Foto: Kaloian Santos (Archivos).

Recostada en la cama y con las piernas hacia arriba, repaso con la mirada el cuadrado que forman las líneas rectas del techo de mi cuarto. Me sé de memoria todas sus esquinas; las polillas que las habitan ya tienen hasta nombre. Lucinda y Teresa llevan aquí viviendo un largo tiempo, pero yo no las quito porque me da lástima y porque tampoco voy a perder mi tiempo desalojando polillas, dónde se ha visto. Retomando: de cabeza repaso el cuadrado con la mirada, pero la mente, en contrapartida, anda en círculos, que es como anda en realidad la vida: en círculos, el que les diga que anda en línea recta no sabe de lo que habla. O el pobre es un “normal feliz” de esos que se las saben todas y que no lloran ni se arrepienten de nada (contiene ironía), como los nombró Retamar.

Haciendo la Beth Harmon en su devaneo ajedrecístico, dibujo el primer garabato de esta crónica en el espacio interior del cuadrado del techo, donde miro y que es como una hoja de papel, pero mejor, —aunque, obviamente, después terminaría de escribir en mi laptop—, mientras la punta de la nariz, embarrada de aceite esencial, me huele a la lavanda que me acompaña a dondequiera que voy; como acompaña el inhalador de mentol al que se resfría, o el salbutamol a un asmático crónico.

Lo mío es ponerme de cabeza. Una de las tantas válvulas de escape para una cuarentena que parece no tener fin; para el tiempo que llevo sin ver a mi familia; para lidiar con las ganas de prestarle por el tiempo que sea preciso mi abrazo a la amiga que no puede ni podrá nunca más abrazar a su padre.
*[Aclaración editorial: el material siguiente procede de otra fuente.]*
PR #537, opened 2018-11-10
Added INotifyPropertyChanged to MapControl

charlenni:
Implement the INotifyPropertyChanged interface in MapControl
Added some comments
Removed some empty lines


charlenni:
The #if is, because the Forms implementation derives from Xamarin.Forms.View, which already contains a INotifyPropertyChanged implementation. I didn't find something to avoid this.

Desde niña lo hago, cuando quiero mirar el mundo desde la planta-estación intergaláctica de mis pies. Me voy a aquel sitio que algunos llaman “las musarañas”, otros “la luna de valencia”. “Se te va a ir la sangre para la cabeza muchacha” es una de las frases que más me martillaron los tímpanos en la infancia por esa manía que tengo de ponerme de cabeza. Es una pena que al revés escribir se pueda no. Luego tengo que irme corriendo para la computadora porque mi cachola-disco duro no tiene tanto espacio para almacenar la información que extraigo del techo. De hecho, para poner todas estas palabras en el papel digital tuve que sacudirme bastante; y ustedes leen ahora un modesto garabato, resultado de lo que pude transcribir y de lo que sobró del tiempo que estuve patas arriba. Las ideas, como verán, a veces no tienen mucho sentido cuando una está de pie y esta crónica no va a absolutamente parte ninguna, perdonen, quise decir “ninguna parte”.
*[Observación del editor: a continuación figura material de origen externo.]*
PR #538, opened 2018-11-13
Native Xamarin.Forms MapControl

charlenni:
As @pauldendulk suggested, I PR the new Xamarin.Forms MapControl. It is far from ready and there are many things, that should be done. Perhaps a new branch would be a better place.

It would be nice to have a package for testing this.


charlenni:
Thank you for looking into this PR. I try to answer some of your questions.

>     There is a MapView and MapControl. How do they relate?

I put this at the start, because I hope some other questions than answered more easily.

MapControl has the same API as all other MapControls from Mapsui, but is a Xamarin.Forms View. So it is possible to use MapControl as any other MapControl. MapView add some functionality on top, which users know from the original MapView, e.g. objects for Positions in lat/long, Layers for Pins, Polylines and Circles, Callouts. All this things are special for XF. I don't want to create another project for MapView, because they are close related to each other.

> There is an Objects folder. Is there a better way to describe the purpose of this folder? Should it perhaps be split up to allow a more purposeful name?

All the afore mentioned objects are located in the Objects folder. If you have a better name for this folder, we could change it.

> Both are very large, they might need to be split up more, or more reuse of shared code.

MapControl.Forms has around 650 lines, MapControl.WPF around 550 lines and MapControl.Android around 350 lines. I added some more events to MapControl than MapControl.Android has and I used more comments ;)

MapView has 900 lines. The easiest to do, is to delete the comments ;). No, sorry, here I have no idea, what to do. Perhaps we could later transfer parts out of MapView or someone has a good idea, what to change.

> I see there is a ValueTuple package dependency. We we still need this with the framework versions we are using?

I looked through the project, but couldn't find a referenve to ValueTuple. Where did you see it?

> Mapsui.UI.Android has two target framework versions. Is this is conscious choice? v8.1
    v7.1

Removed this.

> There are some files in a Backup folder. I think they can be removed.

Yes, I removed them.

> Why the changes in the unrelated project like in uwp and ios
> ios package.config has new references like xamarinios10 and microsoft.netcore.platforms, why?
> mapsui.ios.sln especially has many new files. If this is unintended then the best option is perhaps to do a clean checkt of mapsui master and copy only the forms related files into it, and PR that.

I had problems with my PC. Couldn't find the reason for over 4 month. So installed Win and VS new. Perhaps some changes are from the problems and testing. Tried to revert most of the changes.

> There is a license.md, there can be only one. You keep the copythings of your own code of course. But this license can not be part of the mapsui repository.

Oh, I didn't know this. I added the license, because some parts of the code are from another project ([Xamarin.Forms.GoogleMaps](https://github.com/amay077/Xamarin.Forms.GoogleMaps)). So, where should I put this credentials?

pauldendulk:
I am sorry but you can not include code in the pull request if you do not own the copyright. That is part of the CLA you signed https://cla-assistant.io/Mapsui/Mapsui. It needs to be removed. What parts does it concern?

pauldendulk:
You mention "original MapView". Do you mean the first one you created?

pauldendulk:
>  The easiest to do, is to delete the comments 

hahaha

pauldendulk:
There are a lot of non-forms files that have been changed. Probably because of merging your changes with the ones from master. To avoid this you could create a new branch from mapsui/master and copy your forms code into it. I just did this in my local copy your project and it was fairly easy to do.

Here is what I did. 

make a copy of your mapsui fork with the forms branch checked out.
`git checkout -b forms2 origin/master`
`git checkout forms2`
Than manually copy all to forms files in the copy i made into the forms2 branch I have checked out.
In Visual Studio add those csprojs to the sln.
In the shared MapControl in the #if Change Mapsui.UI to Mapsui.UI.Forms.
I had to change the version of Universal Windows to get it to compile on my machine.

Perhaps I forgot something, but not much.

I was thinking about making a PR from this code to your fork but that would mean I would be the author of all this code according to git history.

charlenni:
> You mention "original MapView". Do you mean the first one you created?

I‘m talking about the Xamarin.Forms.Maps.MapView, the original map component from Xamarin.Forms.

charlenni:
I changed the most of this. But, ok, I could make a new PR. Takes some time.

charlenni:
Should I close this PR?

charlenni:
I thought a little bit more about your suggestion. If I do it this way, I loose the complete history for the branch.

charlenni:
I changed many of the above mentioned things. To see this better, I close the this PR and create a new one.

Pero, a pesar de esos efectos colaterales y de la decepción de tener que leer esto que escribo estando sentada, como las personas normales, cuando me pongo de cabeza es cuando veo las cosas de las que después valdrá la pena escribir. Por eso lo hago desde los seis u ocho años, la edad en realidad no importa (al final me la estoy inventando). Las primeras veces que lo hice usé a las nubes como superficie, pero si en el techo es difícil escribir, imagínense en esas pelusas de algodón gigantes que no se quedan quietas. Seguí practicando con el tiempo en superficies más lisas y menos tercas que aquellas masas de gas que después es lluvia y es nieve, hasta que una vez descubrí que, si miraba atenta al techo, podía ver cosas, como un argumento de mi tesis que parecía haberse soltado de alguna parte y llegado a mí en caída libre. Lo agarré corriendo no se me fuera a escapar, escurridizo que era, bien que me costó arrancarlo de la telaraña en la que se quedó suspenso por largo tiempo. Tratando de sacarlo por poco le deshago la casa a la pobre Lucinda, que sigue ahí, muy bien, gracias.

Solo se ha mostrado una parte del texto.